On 6 September 2017, the Court of Justice of the European Union dismissed the actions brought by Slovakia and Hungary against a provisional relocation mechanism for asylum seekers, adopted in 2015 to tackle the so-called refugee crisis. Slovakia and Hungary vs. Council of the European Union: A comment.
Contested Relocation Decision
In September 2015, the Council of the European Union adopted two relocation decisions in favor of Italy and Greece – two of the most affected countries by the massive arrival of migrants in 2015/2016, due to their geographic position at the external borders of the EU. Whereas the first relocation decision was adopted unanimously, the second one was not. The Czech Republic, Romania, Slovakia and Hungary voted against it, but were outvoted by the other Member States.
Hungary and Slovakia almost immediately brought actions to the Court of Justice of the European Union (CJEU), seeking for the annulment of the contested decision. Almost two years later, the CJEU entirely dismissed these actions. However, the CJEU’s judgment of 6 September 2017 – even though enthusiastically welcomed by the EU institutions, most of the Member States, and in the academic world – is said to have been a “pyrrhic victory”.

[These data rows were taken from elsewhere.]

PR #11277, opened 2026-07-25
fix: prevent boot crash when transition_animation_scale setting is malformed

mozzius:
## Why

Fixes a fatal Android boot crash ([APP-T2EW](https://blueskyweb.sentry.io/issues/APP-T2EW)):

```
Error: Call to function 'ExpoPlatformInfo.getIsReducedMotionEnabled' has been rejected.
Caused by: java.lang.NumberFormatException: For input string: "STRING_FROM_SETTINGS_GLOBAL_WITH_KEY_transition_animation_scale"
```

On devices with a broken settings provider (seen on Waydroid; possible on odd OEM ROMs), `Settings.Global.TRANSITION_ANIMATION_SCALE` returns a non-numeric string. The existing Kotlin guard was `catch (_: Error)`, but `NumberFormatException` is an `Exception`, so it escaped and rejected the sync module call. Since `src/state/persisted/schema.ts` calls `getIsReducedMotionEnabled()` at module scope during boot, the rejection is an unhandled fatal and the app cannot start on affected devices.

## How

Two layers of hardening:

1. **Kotlin**: replace `toFloat()` + broken catch with `toFloatOrNull() == 0f`, which never throws.
2. **JS wrapper** (`PlatformInfo/index.native.ts`): wrap the native call in try/catch returning `false`, so any future native failure of this call degrades gracefully instead of crashing boot.

Note: reanimated's built-in `useReducedMotion` has the identical unguarded `Float.parseFloat` on Android (`NativeProxy.java:520` in v4.3.2), so migrating to it was not an option here - worth an upstream PR separately.

### DIFF
--- a/modules/expo-bluesky-swiss-army/android/src/main/java/expo/modules/blueskyswissarmy/platforminfo/ExpoPlatformInfoModule.kt
+++ b/modules/expo-bluesky-swiss-army/android/src/main/java/expo/modules/blueskyswissarmy/platforminfo/ExpoPlatformInfoModule.kt
@@ -13,12 +13,7 @@ class ExpoPlatformInfoModule : Module() {
       Function("getIsReducedMotionEnabled") {
         val resolver = appContext.reactContext?.contentResolver ?: return@Function false
         val scale = Settings.Global.getString(resolver, Settings.Global.TRANSITION_ANIMATION_SCALE) ?: return@Function false
-
-        try {
-          return@Function scale.toFloat() == 0f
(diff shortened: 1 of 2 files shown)


vineyardbovines (commented):
do we know if this gets resolved in updating RN / Expo on the next go-around?

mozzius:
No, reanimated has an equivalent function that would suffer from the same crash

This is caused by a shitty linux shim providing something other than a number for this API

Adoption of Temporary Measures Only
In its judgment, the CJEU firstly confirmed that the relocation decision could be adopted in a non-legislative procedure, as foreseen by Article 78(3) of the Treaty on the Functioning of the European Union (TFEU). According to the Court, a legislative procedure is only mandatory where the Treaty explicitly refers to it. Second, Article 78(3) TFEU enables the EU institutions to adopt any measure necessary to respond to an emergency situation characterized by a sudden inflow of nationals of third countries, as long as the measure is provisionary. It may also derogate from existing legislative acts (here: the Dublin III Regulation) as long as its material and temporal scope is circumscribed and it neither has the object nor the effect of permanently amending legislative acts. As to the CJEU, the temporal scope of the relocation decision was clearly delineated. The European Parliament was also informed about amendments to the original proposal by the EU Commission, so that it could take them into account before its resolution of 17 September 2015.
Emergency Measures as Non-Legislative Acts
As the contested decision was a non-legislative act, the requirements concerning legislative acts (such as the participation of national parliaments) did not apply. Additionally, the Council was not required to act unanimously.
No Retrospective Assessment – Failure Linked To “A Series of Factors”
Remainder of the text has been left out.